While we were questioned, we were asked about our academic affiliations and were asked to show some proof. Why were we so interested in the rare books section? I replied by asking the library head why our access to a public library was deemed in any way different from that of the many other students who were carrying out their research unimpeded. His response was that the current period in Egypt was very politically sensitive, requiring extra measures, such as the background check he was carrying out now. This was despite the fact that we had already undergone all the general procedures carried out prior to entering the library, leaving our identification and personal belongings behind and so forth. Since we were affiliated to a foreign institution, he had to make sure who we were and what our incentives for research were. The current period had seen a lot of unfounded criticism of Egypt, he added, which especially justified such questioning.
This is even more the case for researchers attempting to access primary sources to do with the state and the economy. So now I found myself in a situation where not only was my fieldwork viewed with suspicion but also my access to primary sources, even if they were historical documents from an earlier century.
MA: How did you choose an alternative course of research to pursue and did you find this very limiting?
NT: Finding myself in a situation where the project I had prepared for several years together with the theoretical framework from which it had emerged, had to be abandoned, I knew I must find a practical, less risky proposal if I wished to continue my fieldwork. This meant that shifting to another rural context in a different governorate in the Nile Delta. The new site is one that I have been familiar with all my life but not for research purposes. It is the village my family originates from, both on my mother’s and father’s side. It is also where my maternal uncle and grandmother reside. My uncle inherited a leading position in the village and continues to hold that position.
I had to depend on kin networks and local village-level affiliations to undertake further research. Of course, while this alleviates the possible risks of running into security threats or implicating the people I work with, other challenges must emerge. The shift means that I have had to navigate power relations in the village in order to carry out my research as smoothly as I can. Being affiliated to a certain family name automatically limits and frames people’s responses to me in a certain way. This move has also resulted in a shift of focus from state contention to questions of local governance.

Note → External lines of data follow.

PR #87, opened 2024-10-30
New widget for Parqet.com

flattermann:
I've created a widget for the (german) stock portfolio tracker parqet.com.

This widget uses functions of PR #71 therefore it may be a good idea to merge #71 first.

What this widget does:

You define the ID of your (public!) Parqet portfolio in config.h PARQET_PORTFOLIO_ID

If you want to try the widget without setting up a parqet.com account, you can use the ID 66851bee9c80618bd501c2ed. That's a public portfolio I found on the internet.

The widget then fetches all stocks in your portfolio and shows them. By default, it shows a clock on screen 1 and the stocks on screen 2-5. If you have more stocks, it will cycle automatically through them.

It will also show the total change of your whole portfolio and a performance chart of the current timeframe.

The widget supports these button events:

1. Short press on middle button: Manually cycle through stocks
2. Medium press on middle button: Change timeframe (today, 1 week, 1 month...)
3. Long press on middle button: Change timeframe back to today

You can configure the widget in ParqetWidget.h, e.g. show the total value of your portfolio (by default, this is hidden for privacy reasons).

I have to allocate dynamic memory when I fetch the stocks/charts, hopefully without creating a memory leak.
As far as I can see, it works and the free memory is not shrinking over time, but my C++ skills are rather limited...


sjoerdverweij:
I am very much on board with this, but you'll have to get the long press code in first I think.

I think we're in the same boat: PLEASE TAKE THIS BASIC CHECKIN I HAVE SO MUCH MORE WAITING :-)

firmware/lib/button/Button.cpp
```diff
@@ -3,37 +3,43 @@
 
 
 Button::Button(uint8_t pin)
-    : m_pin(pin), m_delay(100), m_ignoreUntil(0),
+    : m_pin(pin), m_lastStateLevelChange(0),
+      m_stateLevel(RELEASED_LEVEL), m_state(BTN_NOTHING),
       m_hasChanged(false) {}
 
 void Button::begin() {
-#if BUTTON_MODE == INPUT_PULLDOWN
```
brammie15, line 10: Why remove this?

platformio.ini
```diff
@@ -37,6 +37,8 @@ lib_deps =
 	bodmer/TJpg_Decoder@^1.1.0
 	paulstoffregen/Time@^1.6.1
 	arduino-libraries/NTPClient @ ^3.2.1
+	bblanchon/StreamUtils@^1.9.0
```
brammie15, line 40: Not the biggest fan of more libraries since we are running tight on space but i guess it's fine

flattermann: Me neither, but Parqet uses chunked responses and as far as I know, HTTPClient does not support this natively. 

Chunked responses will probably also be needed for other webservices in the future, therefore I think it's not too bad to include the library.

brammie15: Fair enough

As a result, a lot of my current research has had to move towards becoming more ‘domesticated’. My presence in a public space holding a notebook let alone a voice recorder or camera would cause immediate suspicion. In contexts where one is clearly an outsider – standing out as an urban-based, single, female researcher – such distinctions become especially magnified in such an increased climate of fear. I still insist on making transparent my research, my background, and my affiliations to my research interlocutors. However, I have realized that I have become more careful about choosing whom to approach, and have as a result, practiced extra caution in documenting information, relying more on memory, which I later record when in a private setting. Practising fieldwork in the current period generally comes with a sense of heightened precaution. One is forced to assess critically one’s heightened sense of responsibility and the way we are implicated both in the research and in the communities we work with, as part of the magnified consequences of our multiple entanglements.

Nile Delta. Author's own photograph.